Bipolar disorder is one of the most commonly misunderstand conditions in the mental health arena. It’s portrayed in movies, TV, news, and pop culture. It’s also often misdiagnosed, making bipolar disorder tricky to manage. It takes an average of 10 years after symptom onset to receive the correct diagnosis. This is because mania is the hallmark of bipolar disorder, and the depressive episodes often times get overlooked. In fact, people with bipolar disorder typically spend much more time depressed than manic, and even years of depression may go by between manic episodes. There is also Bipolar I, Bipolar II, and Cyclothymic disorder to add to the confusion. Additionally, there are mixed states where a person can be both manic and depressed.

So what does mania feel like?…

It can feel like the best night out getting intoxicated. You lose your inhibitions, your morals change. You have to buy that new car/purse/watch you’re fixated on, right NOW. You’re on top of the world and you don’t want it to end.

During a HYPOmanic state you can be funny, fast, outspoken, creative, spiritual and interested in many things and people. You get projects done on little sleep, are more efficient than ever, and generally you feel fantastic. While not as extreme as a normal manic episode, you are still in a somewhat euphoric state.

The depression that inevitably follows these states is profound. Your mind starts telling you that you are worthless. Joy and happiness become an impossibility so why even bother doing anything at all? – and life suddenly loses meaning. Sluggishness, and general weakness make it extremely difficult getting out of bed.

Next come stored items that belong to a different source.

Issue #1461, opened 2024-04-18
Add endpoint to refresh the ODK appuser token for a project


spwoodcock:
**Is your feature request related to a problem? Please describe.**

- Currently the appuser token is generated once during project creation.
- This is what is embedded in the QRCode and links to a project from ODK Collect.
- There is no way to refresh this token - for example if it is suspected the token is compromised.

**Describe the solution you'd like**

- Add an endpoint that 'refreshes' the appuser token.
- One way to achieve this would be:
  - Delete the appuser (which will delete the permissions to project forms too).
  - Create a new appuser.
  - Link the appuser to the project forms.

PR #1583, opened 2024-06-17
Added new endpoint to refresh the app user token

Sujanadh:

- [X] 🍕 Feature
- [ ] 🐛 Bug Fix
- [ ] 📝 Documentation
- [X] 🧑‍💻 Refactor
- [ ] ✅ Test
- [ ] 🤖 Build or CI

## Related Issue

- Issue No. #1461 

## Describe this PR

- This PR creates a new endpoint `refresh_appuser_token` which allows to create an app user if it has not created already , if it exists then it deletes it and creates again and updates the `odk_token` in the database.
- refactors existing code to create app user during project file generation to use this new function.

## Screenshots

N/A

## Review Guide

### DIFF
--- a/src/backend/app/central/central_routes.py
+++ b/src/backend/app/central/central_routes.py
@@ -17,7 +17,7 @@
 #
 """Routes to relay requests to ODK Central server."""
 
-from fastapi import APIRouter, Depends
+from fastapi import APIRouter, Depends, HTTPException
 from fastapi.concurrency import run_in_threadpool
 from fastapi.responses import JSONResponse
 from sqlalchemy.orm import Session
@@ -25,6 +25,7 @@ from sqlalchemy.orm import Session
 from app.auth.roles import project_admin
 from app.central import central_crud
 from app.db import database, db_models
+from app.models.enums import HTTPStatus
 from app.projects import project_deps
 
 router = APIRouter(
@@ -58,9 +59,8 @@ async def get_form_lists(
     return forms
 
 
-@router.post("/refresh_appuser_token/{project_id}")
+@router.post("/refresh_appuser_token")
 async def refresh_appuser_token(
-    project_id: int,
     current_user: db_models.DbUser = Depends(project_admin),
     db: Session = Depends(database.get_db),
 ):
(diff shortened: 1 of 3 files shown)


src/backend/app/central/central_routes.py
```diff
@@ -54,3 +56,35 @@ async def get_form_lists(
...
+    Args:
+        project_id (int): The ID of the project to refresh the app user token for.
+        current_user: The current authenticated user with project admin privileges.
+        db: The database session to use.
+
+    Returns:
+        The refreshed app user token.
+    """
+    odk_credentials = await project_deps.get_odk_credentials(db, project_id)
+    project = await project_deps.get_project_by_id(db, project_id)
```
spwoodcock, line 78: Could it be possible to return both the user and the project in a single dict / Depends here, like some of the other endpoints?

It be nice to do in a single transaction instead of two, if possible 😃

src/backend/app/central/central_routes.py
```diff
@@ -54,3 +56,35 @@ async def get_form_lists(
...
+    project_odk_id = project.odkid
+    db_xform = await project_deps.get_project_xform(db, project_id)
+    odk_token = await central_crud.get_appuser_token(
+        db_xform.odk_form_id, project_odk_id, odk_credentials, db
+    )
+    if odk_token:
+        project.odk_token = odk_token
+    db.commit()
+    return {
```
spwoodcock, line 87: We return a success even if no token is generated. 

Could we handle if there is an error too, and return a HTTPException perhaps?

src/backend/app/central/central_routes.py
```diff
@@ -54,3 +56,35 @@ async def get_form_lists(
...
+        "status_code": 200,
```
spwoodcock, line 88: There id an enum available that would be good to use here:

200 --> HTTPStatus.OK (or maybe SUCCESS instead, I forget now)

spwoodcock (changes requested):
Looks good!

Great call reusing the same code during project creation too 👍

Sujanadh:
Changes:
- raise exception when app user fails to refresh
- reduce db transaction using dependency `current_user` to retrieve user and project from single transaction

A mixed state leaves you mostly irritated, angry, anxious and depressed all at the same time. There is no fun or flights of fancy here.

Bipolar is a spectrum, and each person has varying core symptoms he/she experiences. The good news is that with the right medication and therapies, you can live a proactive and fulfilled life. But a thorough and detailed evaluation has to be done, and a specialized treatment plan must be created for each individual. It’s why we evaluate YOU, not just the condition, to create the best therapies to allow you to live up to your potential.

Treatment of Bipolar Disorder at Khushi Mind Care includes

A) Assessment :

Psychological assessments :

1. Beck’s Depressive Inventory
2. Hamilton’s Depression Rating Scale
3. PHQ-9
4. Young Mania Rating Scale(YMRS)

Projective Tests Like :

1.Rorschach
2.Thematic Apperception test

B) Medication:

Mood Stabilizing medications are medicines that stabilize the mood preventing both depression and mania. They help improve the way your brain uses certain chemicals that control mood.

Mood Stabilizing medication takes time – usually 1 to 2 weeks – to work, and often, symptoms such as sleep, activity levels, energy levels improve before mood stabilizes. Frequently antipsychotic medications and sedatives (benzodiazepine) are added in initial phases to control the symptoms quickly. Antidepressants, if added are tapered off sooner to prevent triggering a manic relapse.

Medication duration depends on multiple factors like number and types of episodes, total duration of illness, genetic loading, comorbid habit use, etc, and hence best decided by the treating doctor. Do not stop taking the medication without the help of a doctor.

C) Therapy/Counseling :

1. Cognitive-behavioral therapy (CBT) – Methods to learn to identify and modify thought patterns accompanying mood shifts.
2. Interpersonal therapy (IPT) – Centers for resolving interpersonal problems and aiding recovery.
3. Psychodynamic Therapy – Focused on revealing unconscious content of client’s psyche to alleviate psychic tension.
4. Social Rhythm Therapy – To develop a normal sleep schedule and predictable daily routines.
5. Social skills therapy – Training for social skills.